[What this task involves]: Quote every line from the top of the listing down to and including the line that contains "I am working".
═══ Dataset content ═══
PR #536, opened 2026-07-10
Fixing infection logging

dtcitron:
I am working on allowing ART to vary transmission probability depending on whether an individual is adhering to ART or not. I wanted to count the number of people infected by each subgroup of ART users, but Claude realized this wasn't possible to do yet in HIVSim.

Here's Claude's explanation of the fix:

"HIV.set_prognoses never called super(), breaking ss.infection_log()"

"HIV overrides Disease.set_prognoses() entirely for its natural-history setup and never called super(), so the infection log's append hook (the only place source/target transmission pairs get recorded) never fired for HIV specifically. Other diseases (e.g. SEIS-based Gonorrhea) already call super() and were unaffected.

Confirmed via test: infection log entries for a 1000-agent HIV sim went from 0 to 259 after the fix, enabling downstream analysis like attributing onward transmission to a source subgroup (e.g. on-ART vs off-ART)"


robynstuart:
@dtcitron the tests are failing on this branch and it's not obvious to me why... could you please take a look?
═══
[Answer to this task]:
PR #536, opened 2026-07-10
Fixing infection logging

dtcitron:
I am working on allowing ART to vary transmission probability depending on whether an individual is adhering to ART or not. I wanted to count the number of people infected by each subgroup of ART users, but Claude realized this wasn't possible to do yet in HIVSim.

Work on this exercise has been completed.